(Input)

PR #386, opened 2022-04-26
opnode: Fix L1 Info Transactions

trianglesphere:
There are three issues being fixed:
1. Set the `from` field to the correct magic value (found by ToB)
2. Update the L2 EE to provide gas to deposits. Otherwise the
   deposit transactions immediatley out of gas and fail.
3. Update the manual ABI encoding to match what solidity expects.
   The previous version was similar to packed encodeding, but as
   such could not be parsed by solidity.

This also includes a regression test that the parsing of the L1 info
tx and what is recorded in the state for each block matches.

### DIFF
--- a/go.mod
+++ b/go.mod
@@ -165,7 +165,7 @@ require (
 	gopkg.in/yaml.v3 v3.0.0-20210107192922-496545a6307b // indirect
 )
 
-replace github.com/ethereum/go-ethereum v1.10.16 => github.com/ethereum-optimism/reference-optimistic-geth v0.0.0-20220411203319-ad60590374c8
+replace github.com/ethereum/go-ethereum v1.10.16 => github.com/ethereum-optimism/reference-optimistic-geth v0.0.0-20220427171107-d0070e0a6ead
 
 // For local debugging:
-//replace github.com/ethereum/go-ethereum v1.10.16 => ../go-ethereum
+// replace github.com/ethereum/go-ethereum v1.10.16 => ../go-ethereum
--- a/opnode/rollup/derive/invert.go
+++ b/opnode/rollup/derive/invert.go
@@ -1,26 +1,58 @@
 package derive
 
 import (
-	"encoding/binary"
+	"errors"
 	"fmt"
 	"math/big"
 
 	"github.com/ethereum/go-ethereum/common"
 )
 
+// setL1BlockValues(uint256 _number, uint256 _timestamp, uint256 _basefee, bytes32 _hash)
+type L1BlockInfo struct {
+	Number    uint64
+	Time      uint64
+	BaseFee   *big.Int
+	BlockHash common.Hash
+}
+
 // L1InfoDepositTxData is the inverse of L1InfoDeposit, to see where the L2 chain is derived from
 func L1InfoDepositTxData(data []byte) (nr uint64, time uint64, baseFee *big.Int, blockHash common.Hash, err error) {
-	if len(data) != 4+8+8+32+32 {
-		err = fmt.Errorf("data is unexpected length: %d", len(data))
-		return
+	info, err := L1InfoDepositTxDataToStruct(data)
+	return info.Number, info.Time, info.BaseFee, info.BlockHash, err
+}
+
+// L1InfoDepositTxDataToStruct is the inverse of L1InfoDeposit, to see where the L2 chain is derived from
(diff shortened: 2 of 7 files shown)


go.mod
```diff
@@ -66,7 +66,7 @@ require (
 	gopkg.in/yaml.v3 v3.0.0-20210107192922-496545a6307b // indirect
 )
 
-replace github.com/ethereum/go-ethereum v1.10.16 => github.com/ethereum-optimism/reference-optimistic-geth v0.0.0-20220411203319-ad60590374c8
+replace github.com/ethereum/go-ethereum v1.10.16 => github.com/ethereum-optimism/reference-optimistic-geth v0.0.0-20220426163645-51a763f5c46d
```
protolambda, line 69: We should merge the fix commit into the `optimism-prototype` commit, and then use that. It's already in the audit branch anyway, the fix should be in the default branch too.

protolambda (commented):
LGTM, but need to port that geth fix into the optimism-prototype default branch.

opnode/rollup/derive/invert.go
```diff
@@ -1,26 +1,58 @@
...
 import (
-	"encoding/binary"
+	"errors"
 	"fmt"
 	"math/big"
 
 	"github.com/ethereum/go-ethereum/common"
 )
 
+// setL1BlockValues(uint256 _number, uint256 _timestamp, uint256 _basefee, bytes32 _hash)
```
tynes, line 11: Will we want to add `Random` here as well? I know that is out of scope for this PR, but it seems like doing so eventually will be painful as in a lot of code to change to handle it

opnode/rollup/derive/invert.go
```diff
@@ -1,26 +1,58 @@
...
+	out := L1BlockInfo{}
+	if len(data) != 4+32+32+32+32 {
+		return out, fmt.Errorf("data is unexpected length: %d", len(data))
+	}
+
+	// Number
+	offset := 4 // Selector hash. Should check
+	number := new(big.Int)
+	number.SetBytes(data[offset : offset+32])
+	if !number.IsUint64() {
```
tynes, line 36: A malicious sequencer can cause this to return an error, what are the implications of that?

opnode/test/system_test.go
```diff
@@ -413,3 +417,134 @@ func TestMissingBatchE2E(t *testing.T) {
...
+	if err != nil {
+		return derive.L1BlockInfo{}, fmt.Errorf("failed to get block hash: %w", err)
+	}
+	out.BlockHash = common.BytesToHash(blockHashBytes[:])
+
+	return out, nil
+}
+
+func TestL1InfoContract(t *testing.T) {
+	log.Root().SetHandler(log.DiscardHandler()) // Comment this out to see geth l1/l2 logs
```
tynes, line 464: Perhaps we can put this behind a flag that turns logs on and off and use the `-args` flag of `go test`?

https://pkg.go.dev/cmd/go/internal/test

tynes: Out of scope of this PR, just a thought that could apply across the test suite

opnode/rollup/derive/invert.go
tynes: Before we get to this codepath, we would have already checked the signature on the unsafe block received via p2p. So the worst thing that could happen is a malicious sequencer halts unsafe block distribution and then the verifier would have to wait until the transactions are batch submitted. So the protection against this is governance voting the malicious sequencer out. A sequencer would not want to do this because they want economic activity on their chain and doing this would result in degraded experience for users. Does that sound correct to you as a security model?

trianglesphere: Yep. I guess at the same time the sequencer could be building the chain at the same time.
It's probably worth fixing this at the ABI level, but I didn't quite get around to it in this PR- I think we need a more comprehensive look at this as well.

opnode/rollup/derive/invert.go
protolambda: It's already part of the L2 payload-attributes, and exposed via the `RANDOM` opcode (since l2 doesn't have its own randomness beacon like L1 does post-merge)

protolambda (approved):
LGTM. And opened #392 to extend the attributes with seq-nr to fix another bug and refactor some of this code (use binary marshal/unmarshal etc.)

PR #391, opened 2022-04-28
opnode: Fix Incorrect error handling when creating an L2 block

trianglesphere:
**Description**

This is an issue ToB identified (issue #8). What happens is that
the ethereum.NotFound error would never be returned, but in general
if there is an error in the lookup, the state loop should keep
going.

This also properly wrap errors in l1/source.go.

Note: There is an argument for halting L2 block production if it cannot
find the next L1 origin; however, it should be clearly communicated with
an error.

**Metadata**
- Fixes: ENG-2127

### DIFF
--- a/opnode/l1/source.go
+++ b/opnode/l1/source.go
@@ -124,7 +124,7 @@ type Source struct {
 
 func NewSource(client RPCClient, log log.Logger, config *SourceConfig) (*Source, error) {
 	if err := config.Check(); err != nil {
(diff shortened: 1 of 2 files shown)


protolambda (commented):
Change looks good. It would be nice if we can test this, e.g. with some mock L1 source that returns an error.

mslipper:
Spoke to Proto - we're good to merge this and handle the testing separately. I'm tracking the testing in a separate Linear.

PR #57, opened 2020-07-01
Make the source file license annotations match LICENSE.agpl

natoscott:
Update the references in source files which refer to the GPLv3,
whereas the LICENSE.agpl file refers to this source as licensed
under AGPLv3.

@yossigo thank you for dual-licensing this code with AGPLv3!


yossigo:
@natoscott thank you!

PR #67, opened 2020-10-01
Add a create-cluster utility script for testing.

yossigo:
This tool is based on a the `utils/create-cluster` script that ships with Redis and serves the same purpose with Redis Cluster.


utils/create-cluster/create-cluster
```diff
@@ -0,0 +1,163 @@
...
+then
+    tail -f *.log
+    exit 0
+fi
+
+if [ "$1" == "call" ]
+then
+    while [ $((PORT < ENDPORT)) != "0" ]; do
+        PORT=$((PORT+1))
+        ${REDIS_PATH}/redis-cli -p $PORT $2 $3 $4 $5 $6 $7 $8 $9
```
gavrie, line 117: Why not use `shift` and then `$@`?

yossigo: This is copied from Redis, I had the same thought actually but ended up leaving it as is. I'll do that to get rid of the arguments count limit.

gavrie:
[foo](https://trello.com/c/ofgtASl2/4-foo)

gavrie (approved):

PR #68, opened 2020-10-01
Tests: remove clutter.

yossigo:
Log temporary files are now created in tests/tmp.

Every launched instance gets a GUID and a dedicated directory, so the
keepfiles trick is no longer needed when preserving data files (we
simply leave the dirs as-is).


gavrie (approved):
LGTM

PR #70, opened 2020-10-07
Fix #2: Check node id uniqueness on join

### LINKED ISSUE #2: Adding a node with the same id as a previously existing node should be forbidden
After creating a cluster with 2 nodes,
then running "RAFT.NODE remove 2"
Then running another server (with new log) and uid 2, when trying to run "RAFT.CLUSTER JOIN localhost:5001" the new server crashes with error:
"Assertion failed: (node), function raft_handle_append_cfg_change, file src/raft_server.c, line 1227."

gavrie:
- We keep a list of all node ids that were ever members of the cluster
- When adding a node, this list is checked
- If the node id has ever been used, the node will not be joined

### DIFF
--- a/node.c
+++ b/node.c
@@ -329,14 +329,16 @@ void handleNodeAddResponse(redisAsyncContext *c, void *r, void *privdata)
     } else if (reply->type != REDIS_REPLY_ARRAY || reply->elements != 2) {
         LOG_ERROR("RAFT.NODE ADD invalid reply.\n");
     } else {
-        LOG_INFO("Joined Raft cluster, node id: %lu, dbid: %.*s\n",
-                reply->element[0]->integer,
+        raft_node_id_t node_id = reply->element[0]->integer;
+
+        LOG_INFO("Joined Raft cluster, node id: %u, dbid: %.*s\n",
+                node_id,
                 reply->element[1]->len, reply->element[1]->str);
 
         strncpy(rr->snapshot_info.dbid, reply->element[1]->str, reply->element[1]->len);
         rr->snapshot_info.dbid[RAFT_DBID_LEN] = '\0';
 
-        rr->config->id = reply->element[0]->integer;
+        rr->config->id = node_id;
 
         HandleClusterJoinCompleted(rr);
     }
--- a/raft.c
+++ b/raft.c
@@ -557,7 +557,8 @@ static int raftNodeHasSufficientLogs(raft_server_t *raft, void *user_data, raft_
 void raftNotifyMembershipEvent(raft_server_t *raft, void *user_data, raft_node_t *raft_node,
         raft_entry_t *entry, raft_membership_e type)
 {
-    RaftCfgChange *cfgchange;
+    RedisRaftCtx *rr = (RedisRaftCtx *) user_data;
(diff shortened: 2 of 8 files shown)


tests/integration/test_membership.py
```diff
@@ -135,6 +140,29 @@ def test_full_cluster_remove(cluster):
         assert cluster.node(node_id).raft_info()['state'] == 'uninitialized'
 
 
+def test_remove_and_rejoin_node_with_same_id_fails(cluster):
```
yossigo, line 143: Full coverage here should consider the different persistence states, i.e. make sure we remember used Ids also if loaded from snapshot, restarted from log, etc.

raft.c
```diff
@@ -934,7 +943,7 @@ static raft_node_id_t makeRandomNodeId(RedisRaftCtx *rr)
     do {
         RedisModule_GetRandomBytes((unsigned char *) &id, sizeof(id));
         id &= ~(1<<31);
-    } while (!id || (rr->raft && raft_get_node(rr->raft, id) != NULL));
+    } while (!id || (rr->raft && raft_get_node(rr->raft, id) != NULL) || hasNodeIdBeenUsed(rr, id));
```
yossigo, line 946: Am I missing something here? `makeRandomNodeId()` would always get called by a node that is not yet part of the cluster, so `hasNodeIdBeenUsed()` should always be `false`.

node.c
```diff
@@ -329,14 +329,20 @@ void handleNodeAddResponse(redisAsyncContext *c, void *r, void *privdata)
...
+
+        LOG_INFO("Joined Raft cluster, node id: %u, dbid: %.*s\n",
+                node_id,
                 reply->element[1]->len, reply->element[1]->str);
 
         strncpy(rr->snapshot_info.dbid, reply->element[1]->str, reply->element[1]->len);
         rr->snapshot_info.dbid[RAFT_DBID_LEN] = '\0';
 
-        rr->config->id = reply->element[0]->integer;
+        rr->config->id = node_id;
```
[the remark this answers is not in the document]
gavrie: Sure, I agree -- my changes didn't modify this assumption. I just added a local node_id variable to improve readability.

node.c
```diff
@@ -329,14 +329,20 @@ void handleNodeAddResponse(redisAsyncContext *c, void *r, void *privdata)
...
+
+        /* TODO: Remove log message */
+        LOG_INFO("handleNodeAddResponse: addUsedNodeId %d\n", node_id);
+        addUsedNodeId(rr, node_id);
```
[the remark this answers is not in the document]
gavrie: Wasn't aware of it, sounds good!

raft.c
gavrie: Well, theoretically there could be a clash where the random id is equal to a previously used id, which we check for.
In practice the chance is low, but why not check for it?

tests/integration/test_membership.py
gavrie: 👍

raft.c
gavrie: Per out last discussion, we'll keep this.

yossigo (approved):

yossigo (approved):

(End Input)

From the first line of the records above to the line that contains "This also includes", quote each line exactly.

PR #386, opened 2022-04-26
opnode: Fix L1 Info Transactions

trianglesphere:
There are three issues being fixed:
1. Set the `from` field to the correct magic value (found by ToB)
2. Update the L2 EE to provide gas to deposits. Otherwise the
   deposit transactions immediatley out of gas and fail.
3. Update the manual ABI encoding to match what solidity expects.
   The previous version was similar to packed encodeding, but as
   such could not be parsed by solidity.

This also includes a regression test that the parsing of the L1 info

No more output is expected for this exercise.